» Available data
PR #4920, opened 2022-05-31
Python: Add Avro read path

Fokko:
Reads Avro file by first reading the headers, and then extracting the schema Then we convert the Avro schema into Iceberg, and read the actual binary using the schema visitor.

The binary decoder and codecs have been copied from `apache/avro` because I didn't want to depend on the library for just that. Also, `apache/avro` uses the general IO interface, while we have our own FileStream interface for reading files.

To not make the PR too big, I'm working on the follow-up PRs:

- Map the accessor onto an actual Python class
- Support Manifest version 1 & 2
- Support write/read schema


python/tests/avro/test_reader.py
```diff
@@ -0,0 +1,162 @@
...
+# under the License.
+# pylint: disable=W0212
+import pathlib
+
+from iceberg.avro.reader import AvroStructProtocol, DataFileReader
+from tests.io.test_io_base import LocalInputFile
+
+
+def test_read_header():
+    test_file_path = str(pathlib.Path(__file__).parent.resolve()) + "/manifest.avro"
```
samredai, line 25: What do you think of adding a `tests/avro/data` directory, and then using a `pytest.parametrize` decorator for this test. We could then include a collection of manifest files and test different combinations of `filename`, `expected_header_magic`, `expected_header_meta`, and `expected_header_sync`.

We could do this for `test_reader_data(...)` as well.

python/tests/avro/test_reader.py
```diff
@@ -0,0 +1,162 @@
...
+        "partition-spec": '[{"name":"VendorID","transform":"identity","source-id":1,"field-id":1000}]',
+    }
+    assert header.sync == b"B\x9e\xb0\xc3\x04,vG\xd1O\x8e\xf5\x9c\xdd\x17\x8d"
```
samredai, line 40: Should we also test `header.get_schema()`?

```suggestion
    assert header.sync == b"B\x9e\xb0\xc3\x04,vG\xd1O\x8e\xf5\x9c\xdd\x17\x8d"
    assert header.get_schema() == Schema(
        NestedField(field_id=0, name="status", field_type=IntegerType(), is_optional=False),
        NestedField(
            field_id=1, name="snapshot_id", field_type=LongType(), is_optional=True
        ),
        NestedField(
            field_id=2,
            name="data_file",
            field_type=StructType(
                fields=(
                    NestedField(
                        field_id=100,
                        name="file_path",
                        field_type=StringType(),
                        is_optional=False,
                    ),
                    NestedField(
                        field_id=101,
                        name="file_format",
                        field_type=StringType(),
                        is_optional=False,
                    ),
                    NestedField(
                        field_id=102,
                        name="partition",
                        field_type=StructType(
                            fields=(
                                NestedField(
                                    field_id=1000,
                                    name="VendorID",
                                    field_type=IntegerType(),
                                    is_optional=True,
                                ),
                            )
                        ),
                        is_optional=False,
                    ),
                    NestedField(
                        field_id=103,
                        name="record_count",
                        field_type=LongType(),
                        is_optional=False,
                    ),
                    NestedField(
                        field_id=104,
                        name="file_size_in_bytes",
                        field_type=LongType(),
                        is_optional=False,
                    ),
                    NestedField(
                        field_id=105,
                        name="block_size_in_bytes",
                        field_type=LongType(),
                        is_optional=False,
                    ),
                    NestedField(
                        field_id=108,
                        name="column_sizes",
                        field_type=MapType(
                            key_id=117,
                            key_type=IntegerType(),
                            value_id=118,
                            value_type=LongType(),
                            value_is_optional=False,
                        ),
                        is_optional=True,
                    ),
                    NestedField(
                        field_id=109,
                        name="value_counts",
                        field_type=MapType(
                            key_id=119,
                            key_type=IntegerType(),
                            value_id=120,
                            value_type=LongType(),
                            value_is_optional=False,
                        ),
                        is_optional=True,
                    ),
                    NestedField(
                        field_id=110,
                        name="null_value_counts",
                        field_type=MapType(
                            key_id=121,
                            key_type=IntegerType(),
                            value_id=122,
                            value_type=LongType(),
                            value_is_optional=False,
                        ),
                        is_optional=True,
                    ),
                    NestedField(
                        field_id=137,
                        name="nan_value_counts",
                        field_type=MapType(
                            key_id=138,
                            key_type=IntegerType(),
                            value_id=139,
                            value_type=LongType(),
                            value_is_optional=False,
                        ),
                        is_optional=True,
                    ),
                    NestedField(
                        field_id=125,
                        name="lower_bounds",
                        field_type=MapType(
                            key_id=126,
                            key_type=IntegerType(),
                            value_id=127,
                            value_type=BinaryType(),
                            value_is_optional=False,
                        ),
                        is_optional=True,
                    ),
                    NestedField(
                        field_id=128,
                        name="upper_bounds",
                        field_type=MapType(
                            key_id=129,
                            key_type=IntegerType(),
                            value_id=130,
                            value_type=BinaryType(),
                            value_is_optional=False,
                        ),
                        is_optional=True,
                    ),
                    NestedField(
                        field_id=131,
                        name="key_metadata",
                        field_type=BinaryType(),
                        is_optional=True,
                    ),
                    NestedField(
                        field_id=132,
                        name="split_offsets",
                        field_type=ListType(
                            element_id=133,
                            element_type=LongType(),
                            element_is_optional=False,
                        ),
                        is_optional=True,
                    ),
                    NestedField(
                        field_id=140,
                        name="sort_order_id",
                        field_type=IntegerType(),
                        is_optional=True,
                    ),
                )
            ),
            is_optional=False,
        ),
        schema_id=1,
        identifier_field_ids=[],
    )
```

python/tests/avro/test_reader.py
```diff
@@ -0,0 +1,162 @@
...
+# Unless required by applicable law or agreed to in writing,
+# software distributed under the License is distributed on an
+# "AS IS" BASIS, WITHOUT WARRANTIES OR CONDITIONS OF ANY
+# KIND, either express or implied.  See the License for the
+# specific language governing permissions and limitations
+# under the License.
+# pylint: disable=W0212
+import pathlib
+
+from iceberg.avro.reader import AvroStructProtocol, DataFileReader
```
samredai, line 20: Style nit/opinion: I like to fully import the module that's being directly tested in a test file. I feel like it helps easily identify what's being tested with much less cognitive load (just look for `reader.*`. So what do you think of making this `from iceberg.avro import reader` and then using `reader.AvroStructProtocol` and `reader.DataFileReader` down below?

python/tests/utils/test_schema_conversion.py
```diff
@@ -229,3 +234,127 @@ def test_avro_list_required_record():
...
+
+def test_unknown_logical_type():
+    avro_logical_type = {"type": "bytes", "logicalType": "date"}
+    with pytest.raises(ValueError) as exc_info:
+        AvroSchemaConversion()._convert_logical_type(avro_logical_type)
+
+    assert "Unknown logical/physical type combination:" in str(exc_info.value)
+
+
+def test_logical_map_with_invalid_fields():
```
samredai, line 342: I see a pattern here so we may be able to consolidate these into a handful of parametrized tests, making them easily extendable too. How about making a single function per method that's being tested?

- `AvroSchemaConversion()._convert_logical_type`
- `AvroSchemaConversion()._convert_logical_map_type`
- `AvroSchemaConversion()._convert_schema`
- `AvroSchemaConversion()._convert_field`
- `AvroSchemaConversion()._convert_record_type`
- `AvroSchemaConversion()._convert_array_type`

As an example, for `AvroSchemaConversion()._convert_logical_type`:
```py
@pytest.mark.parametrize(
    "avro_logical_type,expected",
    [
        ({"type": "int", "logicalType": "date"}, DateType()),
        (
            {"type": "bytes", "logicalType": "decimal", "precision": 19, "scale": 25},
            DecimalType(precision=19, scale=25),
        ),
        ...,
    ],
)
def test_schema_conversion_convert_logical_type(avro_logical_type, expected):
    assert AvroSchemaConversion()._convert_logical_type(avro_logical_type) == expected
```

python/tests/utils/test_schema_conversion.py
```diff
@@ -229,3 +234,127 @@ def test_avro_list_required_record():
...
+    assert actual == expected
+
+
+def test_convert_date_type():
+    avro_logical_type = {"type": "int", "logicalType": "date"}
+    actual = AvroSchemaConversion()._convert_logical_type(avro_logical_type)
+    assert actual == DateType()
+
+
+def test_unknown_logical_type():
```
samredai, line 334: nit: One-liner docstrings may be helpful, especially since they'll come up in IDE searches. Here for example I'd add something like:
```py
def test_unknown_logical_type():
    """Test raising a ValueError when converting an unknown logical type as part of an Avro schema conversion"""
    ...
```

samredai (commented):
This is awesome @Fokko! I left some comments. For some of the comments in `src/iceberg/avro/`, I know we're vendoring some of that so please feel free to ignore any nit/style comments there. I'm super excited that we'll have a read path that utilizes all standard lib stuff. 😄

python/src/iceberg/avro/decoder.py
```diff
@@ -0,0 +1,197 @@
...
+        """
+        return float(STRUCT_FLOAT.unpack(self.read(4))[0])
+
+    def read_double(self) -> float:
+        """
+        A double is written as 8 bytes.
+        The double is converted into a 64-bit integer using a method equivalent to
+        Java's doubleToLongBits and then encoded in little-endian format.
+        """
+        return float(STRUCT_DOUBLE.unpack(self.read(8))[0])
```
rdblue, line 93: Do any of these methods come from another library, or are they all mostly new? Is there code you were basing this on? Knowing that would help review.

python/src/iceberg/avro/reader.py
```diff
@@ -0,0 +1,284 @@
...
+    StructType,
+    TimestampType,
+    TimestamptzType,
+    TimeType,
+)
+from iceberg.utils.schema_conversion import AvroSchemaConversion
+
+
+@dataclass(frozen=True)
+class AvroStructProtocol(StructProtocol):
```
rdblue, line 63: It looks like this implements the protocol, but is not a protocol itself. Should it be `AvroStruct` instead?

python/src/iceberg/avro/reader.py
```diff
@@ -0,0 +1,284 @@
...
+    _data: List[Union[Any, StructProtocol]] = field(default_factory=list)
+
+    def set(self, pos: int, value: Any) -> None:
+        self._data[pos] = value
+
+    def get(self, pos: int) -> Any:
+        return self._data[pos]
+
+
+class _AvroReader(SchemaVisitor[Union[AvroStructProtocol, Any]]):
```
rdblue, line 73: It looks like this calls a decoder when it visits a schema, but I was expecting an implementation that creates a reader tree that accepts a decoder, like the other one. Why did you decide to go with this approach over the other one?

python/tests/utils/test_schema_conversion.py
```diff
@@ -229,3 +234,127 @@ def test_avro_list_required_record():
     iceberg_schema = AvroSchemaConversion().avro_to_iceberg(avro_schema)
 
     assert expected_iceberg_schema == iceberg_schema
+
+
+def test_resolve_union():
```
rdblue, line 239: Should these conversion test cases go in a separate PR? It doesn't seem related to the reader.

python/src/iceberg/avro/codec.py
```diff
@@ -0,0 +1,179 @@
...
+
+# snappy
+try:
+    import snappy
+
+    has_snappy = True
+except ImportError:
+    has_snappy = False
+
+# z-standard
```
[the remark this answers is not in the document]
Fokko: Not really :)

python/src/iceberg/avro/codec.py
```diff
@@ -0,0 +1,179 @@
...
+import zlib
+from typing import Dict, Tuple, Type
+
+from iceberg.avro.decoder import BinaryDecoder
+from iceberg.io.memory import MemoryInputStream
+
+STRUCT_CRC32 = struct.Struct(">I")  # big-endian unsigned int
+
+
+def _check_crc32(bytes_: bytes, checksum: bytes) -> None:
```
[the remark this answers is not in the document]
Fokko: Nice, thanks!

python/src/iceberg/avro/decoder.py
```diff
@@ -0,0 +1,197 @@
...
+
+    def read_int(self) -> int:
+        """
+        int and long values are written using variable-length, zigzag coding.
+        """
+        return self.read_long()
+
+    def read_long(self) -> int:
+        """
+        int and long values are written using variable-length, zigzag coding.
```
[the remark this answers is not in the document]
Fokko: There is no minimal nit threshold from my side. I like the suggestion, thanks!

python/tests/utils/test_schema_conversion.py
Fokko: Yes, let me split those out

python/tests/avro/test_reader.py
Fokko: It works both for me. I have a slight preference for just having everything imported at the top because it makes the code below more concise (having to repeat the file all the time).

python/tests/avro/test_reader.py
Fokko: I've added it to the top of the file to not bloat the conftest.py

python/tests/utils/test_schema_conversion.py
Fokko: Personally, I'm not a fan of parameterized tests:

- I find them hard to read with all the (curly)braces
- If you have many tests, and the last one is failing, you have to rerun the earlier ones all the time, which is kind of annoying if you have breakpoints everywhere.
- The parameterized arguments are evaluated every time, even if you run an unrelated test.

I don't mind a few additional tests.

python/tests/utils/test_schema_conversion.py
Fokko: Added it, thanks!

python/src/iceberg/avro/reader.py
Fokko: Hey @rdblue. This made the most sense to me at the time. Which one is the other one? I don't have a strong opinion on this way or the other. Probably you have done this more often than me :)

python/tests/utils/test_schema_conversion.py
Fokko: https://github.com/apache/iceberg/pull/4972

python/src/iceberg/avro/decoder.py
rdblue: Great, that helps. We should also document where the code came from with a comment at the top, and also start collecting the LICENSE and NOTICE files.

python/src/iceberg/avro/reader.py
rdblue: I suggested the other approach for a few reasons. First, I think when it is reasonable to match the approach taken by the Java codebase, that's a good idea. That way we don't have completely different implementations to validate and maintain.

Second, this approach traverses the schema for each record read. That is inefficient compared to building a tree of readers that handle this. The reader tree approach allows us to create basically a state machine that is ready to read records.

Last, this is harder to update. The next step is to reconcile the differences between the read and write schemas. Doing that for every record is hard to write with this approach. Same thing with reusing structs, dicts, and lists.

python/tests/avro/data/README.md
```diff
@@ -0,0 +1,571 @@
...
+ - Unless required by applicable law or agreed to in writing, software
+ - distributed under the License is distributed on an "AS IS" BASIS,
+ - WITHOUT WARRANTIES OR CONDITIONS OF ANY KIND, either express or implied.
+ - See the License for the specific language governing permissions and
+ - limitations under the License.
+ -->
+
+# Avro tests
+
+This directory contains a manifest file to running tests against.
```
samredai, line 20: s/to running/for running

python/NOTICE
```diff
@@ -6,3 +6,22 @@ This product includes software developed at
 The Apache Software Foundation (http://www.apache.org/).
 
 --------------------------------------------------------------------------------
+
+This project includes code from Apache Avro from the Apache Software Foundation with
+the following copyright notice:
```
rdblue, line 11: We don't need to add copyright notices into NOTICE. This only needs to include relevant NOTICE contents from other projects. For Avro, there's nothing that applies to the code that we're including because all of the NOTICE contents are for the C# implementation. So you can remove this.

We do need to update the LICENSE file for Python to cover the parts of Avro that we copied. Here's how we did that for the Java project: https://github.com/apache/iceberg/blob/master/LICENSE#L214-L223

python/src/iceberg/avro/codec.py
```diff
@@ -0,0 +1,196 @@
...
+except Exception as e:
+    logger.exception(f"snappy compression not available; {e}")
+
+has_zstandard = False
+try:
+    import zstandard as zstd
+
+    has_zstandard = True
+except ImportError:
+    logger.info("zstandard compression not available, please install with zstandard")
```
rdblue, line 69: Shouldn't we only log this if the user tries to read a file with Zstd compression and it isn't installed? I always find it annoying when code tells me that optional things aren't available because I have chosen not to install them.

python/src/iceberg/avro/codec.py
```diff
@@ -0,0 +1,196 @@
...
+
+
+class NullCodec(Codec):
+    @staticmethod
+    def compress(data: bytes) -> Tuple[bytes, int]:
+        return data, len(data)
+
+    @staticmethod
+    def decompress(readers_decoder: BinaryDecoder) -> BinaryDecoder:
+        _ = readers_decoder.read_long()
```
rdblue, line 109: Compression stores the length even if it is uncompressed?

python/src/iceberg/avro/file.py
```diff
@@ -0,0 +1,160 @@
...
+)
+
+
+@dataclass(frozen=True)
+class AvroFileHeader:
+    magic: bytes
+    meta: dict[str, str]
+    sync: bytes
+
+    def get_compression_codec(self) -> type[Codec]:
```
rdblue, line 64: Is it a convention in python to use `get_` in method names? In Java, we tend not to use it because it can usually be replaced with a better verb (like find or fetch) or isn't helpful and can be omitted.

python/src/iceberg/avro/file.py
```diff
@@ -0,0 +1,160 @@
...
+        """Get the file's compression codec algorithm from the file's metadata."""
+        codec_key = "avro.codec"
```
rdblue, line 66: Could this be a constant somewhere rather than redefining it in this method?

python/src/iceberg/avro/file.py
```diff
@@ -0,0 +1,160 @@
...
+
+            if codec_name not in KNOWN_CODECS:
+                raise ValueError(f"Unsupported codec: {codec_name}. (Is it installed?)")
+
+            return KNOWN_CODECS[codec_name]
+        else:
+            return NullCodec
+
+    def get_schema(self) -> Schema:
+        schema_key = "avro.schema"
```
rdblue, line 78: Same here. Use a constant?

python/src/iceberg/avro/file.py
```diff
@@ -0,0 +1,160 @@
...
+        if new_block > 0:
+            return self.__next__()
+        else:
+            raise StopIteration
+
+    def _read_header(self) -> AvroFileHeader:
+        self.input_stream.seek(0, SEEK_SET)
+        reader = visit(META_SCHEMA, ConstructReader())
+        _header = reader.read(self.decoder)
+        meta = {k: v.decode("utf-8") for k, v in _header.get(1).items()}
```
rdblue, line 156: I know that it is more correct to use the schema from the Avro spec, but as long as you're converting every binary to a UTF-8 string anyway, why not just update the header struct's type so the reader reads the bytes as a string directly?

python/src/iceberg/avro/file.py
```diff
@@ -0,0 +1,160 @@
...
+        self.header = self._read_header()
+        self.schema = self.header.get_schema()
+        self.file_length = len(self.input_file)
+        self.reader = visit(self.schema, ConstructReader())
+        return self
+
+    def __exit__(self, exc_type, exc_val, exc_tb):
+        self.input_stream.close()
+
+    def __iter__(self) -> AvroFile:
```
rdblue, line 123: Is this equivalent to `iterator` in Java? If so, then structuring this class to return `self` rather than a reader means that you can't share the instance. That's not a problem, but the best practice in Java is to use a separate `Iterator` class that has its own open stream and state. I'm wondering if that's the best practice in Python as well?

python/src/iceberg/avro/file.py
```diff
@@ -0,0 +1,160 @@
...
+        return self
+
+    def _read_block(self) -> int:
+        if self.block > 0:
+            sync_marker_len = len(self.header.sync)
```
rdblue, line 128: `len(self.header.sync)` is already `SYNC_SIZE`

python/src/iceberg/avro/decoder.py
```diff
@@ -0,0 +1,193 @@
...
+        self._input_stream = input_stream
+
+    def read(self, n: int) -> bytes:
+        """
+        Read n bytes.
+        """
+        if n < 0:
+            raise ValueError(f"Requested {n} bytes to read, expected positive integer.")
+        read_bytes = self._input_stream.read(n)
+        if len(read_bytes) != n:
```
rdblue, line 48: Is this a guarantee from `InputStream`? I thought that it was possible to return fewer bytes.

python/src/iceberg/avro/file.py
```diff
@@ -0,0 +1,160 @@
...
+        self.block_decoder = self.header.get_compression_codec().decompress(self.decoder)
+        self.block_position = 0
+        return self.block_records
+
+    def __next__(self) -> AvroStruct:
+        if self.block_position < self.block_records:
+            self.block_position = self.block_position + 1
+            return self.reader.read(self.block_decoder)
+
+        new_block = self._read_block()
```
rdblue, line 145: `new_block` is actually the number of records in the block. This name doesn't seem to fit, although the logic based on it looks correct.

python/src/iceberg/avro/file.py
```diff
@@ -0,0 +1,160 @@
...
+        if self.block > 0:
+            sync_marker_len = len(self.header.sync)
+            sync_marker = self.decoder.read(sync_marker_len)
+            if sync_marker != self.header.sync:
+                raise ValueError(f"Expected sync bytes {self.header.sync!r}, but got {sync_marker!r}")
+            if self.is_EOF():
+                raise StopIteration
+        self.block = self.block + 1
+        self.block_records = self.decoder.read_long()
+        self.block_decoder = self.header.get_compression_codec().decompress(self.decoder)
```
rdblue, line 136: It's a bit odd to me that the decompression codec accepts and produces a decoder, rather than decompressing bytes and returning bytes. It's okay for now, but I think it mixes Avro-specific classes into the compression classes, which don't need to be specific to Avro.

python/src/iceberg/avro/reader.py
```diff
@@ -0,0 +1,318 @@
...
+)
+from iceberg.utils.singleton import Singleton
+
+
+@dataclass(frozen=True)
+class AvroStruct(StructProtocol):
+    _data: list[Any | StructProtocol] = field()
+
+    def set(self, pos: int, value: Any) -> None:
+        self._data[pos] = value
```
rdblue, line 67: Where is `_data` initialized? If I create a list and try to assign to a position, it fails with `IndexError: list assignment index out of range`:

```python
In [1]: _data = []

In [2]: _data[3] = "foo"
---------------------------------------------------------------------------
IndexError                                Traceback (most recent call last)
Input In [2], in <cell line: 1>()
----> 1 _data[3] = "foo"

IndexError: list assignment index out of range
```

» Task goal
Nothing but the lines from the one with "rdblue, line 67: Where" through the final line of the data belongs in the answer, and they must match exactly.

» Output for this task
rdblue, line 67: Where is `_data` initialized? If I create a list and try to assign to a position, it fails with `IndexError: list assignment index out of range`:

```python
In [1]: _data = []

In [2]: _data[3] = "foo"
---------------------------------------------------------------------------
IndexError                                Traceback (most recent call last)
Input In [2], in <cell line: 1>()
----> 1 _data[3] = "foo"

IndexError: list assignment index out of range
```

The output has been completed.